Everything from the top of the data below through the line with "First reported by @jthlim on discord." should be duplicated exactly, and nothing past it.
★ ★ ★ ★
PR #1857, opened 2026-07-26
fix(rtfcre): escape characters outside code page 1252 on export

### LINKED ISSUE #1705: RTF dictionary fails with encoding error
**Describe the bug**

The export of a dictionary to the RTF format can fail with an encoding error.

First reported by @jthlim on discord.

**To Reproduce**

1. Right-click on a larger dictionary like main.json
2. Click `Save dictionaries as...`
3. Click `Create a copy of each dictionary`
4. In the last drop-down, select `RTF dictionaries`
5. An encoding error occurs: `Exception: creating dictionary /Users/martin/Downloads/main - Copy.rtf failed. 'charmap' codec can't encode character '\u0301' in position 24: character maps to <undefined>`

**Expected behavior**

The dictionary is exported.

**Screenshots**

**Operating system**

 - OS: macOS 15.3.1
 - Plover Version 4.0.0

Sanjays2402:
## Summary of changes

Saving a dictionary as RTF encodes the file as code page 1252, so any translation containing a character outside that code page (e.g. `ở` in `phở`, or a combining acute accent) raised `UnicodeEncodeError` and the export failed.

Characters that cp1252 cannot represent are now escaped with the RTF `\uN` control word using UTF-16 code units, so characters outside the BMP are written as a surrogate pair — the approach @sammdot described on the issue (surrogate pairs, positive numbers, wrapped in `\uc0` so no ANSI fallback is expected). The parser learned `\uN`/`\ucN` to match, so RTF dictionaries still round-trip.

Closes #1705

### Pull Request Checklist
- [x] Changes have tests


plover/dictionary/rtfcre_parse.py
```diff
@@ -241,6 +243,24 @@ def parse_rtfcre(text, normalize=lambda s: s, skip_errors=True):
...
+                    # Low surrogate: combine with the preceding high one.
+                    high = ord(g_text[-1]) - 0xD800
+                    g_text = g_text[:-1] + chr(
+                        0x10000 + (high << 10) + (code_unit - 0xDC00)
+                    )
+                else:
+                    g_text += chr(code_unit)
+            # Number of fallback characters following a unicode escape.
+            elif uc_rx.fullmatch(ctrl):
+                pass
```
mkrnr: Small thing: pass here means the fallback characters after `\uN` still end up in the text. Our own files are fine (we write `\uc0`), but `\uc1` is the RTF default, so `\u7903 ?` from another program parses as `ở?`. Worth skipping N characters after each escape; or just a comment noting only `\uc0` is handled for now.

Sanjays2402: Good catch, that would have been a real regression for files from other programs. Fixed in 33f5780 rather than leaving a comment.

The parser now tracks `\ucN` (default 1, per the spec) as group state, pushes/restores it alongside the destination on group start/end, and after each `\uN` escape skips that many following characters — both control-word substitutions and plain text, since the fallback can be either.

Before: `{\*\cxs TPA*}ph\u7903 ?` parsed to `phở?`, and `\uc2 \u7903 ??x` to `ở??x`.
After: `phở` and `ởx`. The existing `\uc0` cases are unchanged, and I added the `\uc1` default case as a load test. `test/test_rtfcre_dict.py` is 184 passed.

mkrnr (approved):
Thank you for this contribution and for implementing the suggestion!

PR #591, opened 2017-09-27
Clarify the expected value of `jwtRole`

bradleyayers:


benjie:
Weird CI issue :(

chadfurman:
@benjie CI doesn't run automatically when a PR is opened, does it?  If so, that's very dangerous.  If not, good for you!  :)

benjie:
Yes it does, but CI doesn't have access to anything dangerous (e.g. it doesn't publish to npm/etc, so doesn't have any secrets in its envvars or similar). I'm not aware of any security issues with doing so, but if we were to auto-publish to npm or similar then I'd certainly lock it down! If you have evidence of it being dangerous configured how it is currently please let me know so I can disable it.

benjie:
So I think the CI issue is that something's updated and UglifyJs can't handle `=>` arrow function syntax. v4 has a yarn.lock preventing this being an issue but v3 doesn't.

chadfurman:
w.r.t. security, a compromised CI server (if it builds _anything_) could backdoor the builds.  That said, if the CI server is read-only and only runs the tests, the wors that could happen is that the CI server is zombified and used to perform malicious acts against others.

PR #595, opened 2017-10-01
feat(postgraphql): add option to enable default mutations only for the specified tables

knqyf263:
Close https://github.com/postgraphql/postgraphql/issues/576
Relate: https://github.com/graphile/graphile-build/pull/86

I'd like to use PostGraphQL as a library.
Is it ok to fix only these code?

If there are strange points such as variable name and fixing points, I will fix it soon.
So please point out anything.


benjie:
Consider https://github.com/postgraphql/postgraphql/issues/687#issuecomment-365868029 before merging

benjie:
Thanks so much for the PR; in the end we went with [Smart Comments](https://www.graphile.org/postgraphile/smart-comments/#omitting) to achieve this. My apologies for not closing this along with the associated [graphile-build PR](https://github.com/graphile/graphile-build/pull/86).

PR #651, opened 2017-12-18
feat(postgraphql) Add EventListener object to Context object. (#501)

Belline:
This implements the solution described in #501 , allowing Plugins to reach the req/res objects to set Cookies and other uses as well

### DIFF
--- a/src/postgraphql/http/createPostGraphQLHttpRequestHandler.js
+++ b/src/postgraphql/http/createPostGraphQLHttpRequestHandler.js
@@ -66,7 +66,7 @@ const origGraphiqlHtml = new Promise((resolve, reject) => {
  * @param {GraphQLSchema} graphqlSchema
  */
 export default function createPostGraphQLHttpRequestHandler (options) {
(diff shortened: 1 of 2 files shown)


benjie:
Great PR: small, clean and simple. However, I think you could use:

https://github.com/postgraphql/postgraphql/pull/601

To achieve the same goal without requiring any code changes?

chadfurman:
@benjie we need access to the response object, as well.  #601 only provides the request object

benjie:
You should be able to get `res` from `req.res` but feel free to open a PR adding `res` to #601

chadfurman:
TIL we can get res from req

fictorial:
I don't see how req.res is available since this call seems to happen before the graphql is executed.

I don't see a way to set a cookie or other header from within the current flow.  It appears that postgraphile as a lib doesn't expect to be middleware and thus does not call any next function it is given so that option is out.

Is there a standard way to hook into the flow to be able to set a response header based on the graphql response?

PR #655, opened 2017-12-26
Expand jwt verification options

skvale:
Resolves https://github.com/postgraphql/postgraphql/issues/625

`jsonwebtoken`'s VerifyOptions type:
```typescript
export interface VerifyOptions {
    algorithms?: string[];
    audience?: string | string[];
    clockTolerance?: number;
    issuer?: string | string[];
    ignoreExpiration?: boolean;
    ignoreNotBefore?: boolean;
    jwtId?: string;
    subject?: string;
    /**
     *@deprecated
     *@member {string} - Max age of token
     */
    maxAge?: string;
}
```
I left out a maxAge option in Postgraphql because it is deprecated.

If someone has been passing an empty string for jwtAudiences, this would be a breaking change.
`audience: jwtAudiences || ['postgraphql']`


skvale:
It's very possible I'm wrong, but I was thinking the cli was the only exposed api to worry about being a breaking change.

Adding [audiences](https://github.com/postgraphql/postgraphql/pull/655/files#diff-6c38b9313e10fd19f30ddbdd09c18c73R42) did not change.

jwtAudiences is added to [verifyOptions](https://github.com/postgraphql/postgraphql/pull/655/files#diff-6c38b9313e10fd19f30ddbdd09c18c73R42) and is passed through `createPostGraphQLHttpRequestHandler` to `withPostGraphQLContext` with the other available options.

but yes, I could make those changes if that isn't right.

skvale:
Good call, thanks for the review and direction.
I addressed those things 👍

src/postgraphql/cli.ts
```diff
@@ -38,7 +39,15 @@ program
   .option('-l, --body-size-limit <string>', 'set the maximum size of JSON bodies that can be parsed (default 100kB) The size can be given as a human-readable string, such as \'200kB\' or \'5MB\' (case insensitive).')
   .option('--secret <string>', 'DEPRECATED: Use jwt-secret instead')
   .option('-e, --jwt-secret <string>', 'the secret to be used when creating and verifying JWTs. if none is provided auth will be disabled')
-  .option('-A, --jwt-audiences <string>', 'a comma separated list of audiences your jwt token can contain. If no audience is given the audience defaults to `postgraphql`', (option: string) => option.split(','))
+  .option('-A, --jwt-audiences <string>', 'DEPRECATED Use jwt-verify-audience instead', (option: string) => option.split(','))
+  .option('--jwt-verify-algorithms <string>', 'a comma separated list of the names of the allowed jwt token algorithms', (option: string) => option.split(','))
+  .option('--jwt-verify-audience <string>', 'a comma separated list of audiences your jwt token can contain. If no audience is given the audience defaults to `postgraphql`', (option: string) => option.split(','))
```
benjie: Any reason to not move the `-A` to the `--jwt-verify-audience` entry? I'm assuming if we did so the behaviour for people who use `-A` would be identical, and that way the `-A` option doesn't need to be deprecated?

benjie:
This is good to merge (avoid rebasing now please 👍 ) - just wanted to discuss the `-A` option (above) before the final merge.

src/postgraphql/cli.ts
skvale: I don't have a reason, just didn't think about doing it.  Yeah, it should work.

benjie: Awesome; move it when you get a chance then we can merge👍

Issue #657, opened 2017-12-30
PGPASS Environment Variable Support


antmldr:
I'm submitting a ... 
- [ ] bug report
- [x] feature request
- [ ] question

It'd be useful for postgraphql to be able to utilize the PGPASS environment variable, if present, when building its connection string (see: [cli.ts](https://github.com/postgraphql/postgraphql/blob/master/src/postgraphql/cli.ts#L102))

Is this something appropriate for v3 or v4?
Would it be something the project would be open to a PR for? I'd be happy to implement & test it.

benjie:
PR welcome; do it against v3 only (master) - I’ll merge to v4 later. Ensure it still functions correctly if the envvar is not set (e.g. check `{username: undefined}` is treated the same as if the key were omitted: `{}` (failing that, use Object.assign or similar  to only add each key if the envvar is set)

Thanks!

antmldr:
Awesome, thanks for merging & your guidance here!

PR #658, opened 2017-12-31
feat(postgraphql): support PGUSER and PGPASSWORD environment variables

antmldr:
As per #657, it'd be be useful for postgraphql to be able to utilize the PGUSER and PGPASSWORD environment variables, if present, when building its connection string.

Testing this change, the behavior of setting these environment variables maintains consistency with other environment variables (e.g. PGPORT) which the project currently supports, e.g.:

- Setting PGUSER and PGPASSWORD won't clobber existing parts of the connection string if they are defined,
- If there is a connection string, but it fails to mention a user or password, it will use environment variables, if available. If env vars are not available, it will use defaults,
- In the case where a connection string is not defined, if there are environment variables, it will use them, and,
- In a case where nothing is defined (no env vars, no connection string), the application uses its defaults and can successfully connect to a default postgres server.

Other:
- It appears to deal well with special characters as well - didn't have any issues with passwords or users containing @'s or :'s.
- In #657 I erroneously referred to it as "PGPASS" - as per psql documentation, this commit uses the correct varname, "PGPASSWORD".
- Tested on OSX and Debian


benjie:
Travis CI is having some issues right now. Hopefully things improve soon!

PR #667, opened 2018-01-19
feat(postgraphile) Support .postgraphilerc.js and DATABASE_URL

syndesis:
- Updated name of program in help section
- Added support for a .postgraphilerc.js configuration file
- Included sample.postgraphilerc.js in examples
- Added support for DATABASE_URL with connection string
- Added .idea to gitignore

### DIFF
--- a/src/postgraphql/cli.ts
+++ b/src/postgraphql/cli.ts
@@ -11,6 +11,15 @@ import postgraphql from './postgraphql'
 
 // tslint:disable no-console
 
+let config = {
+  options: {},
+}
+try {
+  config = require(process.cwd() + '/.postgraphilerc.js') // tslint:disable-line no-var-requires
+} catch (error) {
+  // Use command line options
+}
+
 // TODO: Demo Postgres database
 const DEMO_PG_URL = null
 
@@ -62,8 +71,8 @@ program
 program.on('--help', () => console.log(`
   Get Started:
 
-    $ postgraphql --demo
-    $ postgraphql --schema my_schema
+    $ postgraphile --demo
+    $ postgraphile --schema my_schema
 `.slice(1)))
 
 program.parse(process.argv)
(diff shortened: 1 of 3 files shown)


src/postgraphql/cli.ts
```diff
@@ -11,6 +11,15 @@ import postgraphql from './postgraphql'
 
 // tslint:disable no-console
 
+let config = {
+  options: {},
+}
+try {
+  config = require(process.cwd() + '/.postgraphilerc.js') // tslint:disable-line no-var-requires
```
benjie: If we remove the `.js` extension here then both .js and .json will be supported

src/postgraphql/cli.ts
```diff
@@ -113,12 +123,56 @@ const {
...
+  showErrorStack = showErrorStack,
+  extendedErrors = extendedErrors,
+  bodySizeLimit = bodySizeLimit,
+  appendPlugins: appendPluginNames = appendPluginNames,
+  prependPlugins: prependPluginNames = prependPluginNames,
+  // replaceAllPlugins is NOT exposed via the CLI
+  readCache = readCache,
+  writeCache = writeCache,
+// tslint:disable-next-line no-any
+} = program as any)
```
benjie: I think a much easier way of achieving this might be:

benjie: I think a much easier way of achieving this might be:

```js
} = Object.assign({}, config['options'], program) as any
```

src/postgraphql/cli.ts
```diff
@@ -113,12 +123,56 @@ const {
   readCache,
   writeCache,
 // tslint:disable-next-line no-any
-} = program as any
+} = config['options'] as any
```
benjie: This will throw if `config.options` isn't set (e.g. if you source an RC that is just `{}`); however, see recommendation below to fix this and remove a load of code in one fell swoop.

syndesis:
Closing PR in favor of new one with requested changes on different branch.

PR #674, opened 2018-01-30
chore: Solve TypeScript issues on CI

benjie:
Latest versions of lodash typings define:

```
    interface WeakMap<K extends object, V> { }
```

which is in line with the latest TypeScript compiler. We, however, run a much older version of TypeScript, so the above causes a clash.

Also it uses the `object` type which we didn't have.

Also @types/commander now references the commander module directly; we don't support that so I've limited the version of the types file.

Also GraphQL v0.12 has different error messages and different schema comment formatting to v0.11, so the tests have been updated to account for this.

This PR should resolve these issues without causing any changes to the compiled code.


benjie:
Due to a peer dependency issue with codemirror-graphql which I cannot solve without a breaking change (requiring that the graphql version is <0.12) we no longer support Node v4 on CI.

PR #675, opened 2018-01-30
docs(TUTORIAL): Revoke public grant on function execution before function definitions

mattbretl:
I moved `alter default privileges..` to an earlier spot in the tutorial.  The way it's currently written, once you reach the grants section, it's too late to `alter default privileges`.

I also rebuilt the schema.sql script.


benjie:
Thanks Matt! Are you working on some presentations or workshops or similar that reference this?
★ ★ ★ ★
## Answer space
PR #1857, opened 2026-07-26
fix(rtfcre): escape characters outside code page 1252 on export

### LINKED ISSUE #1705: RTF dictionary fails with encoding error
**Describe the bug**

The export of a dictionary to the RTF format can fail with an encoding error.

First reported by @jthlim on discord.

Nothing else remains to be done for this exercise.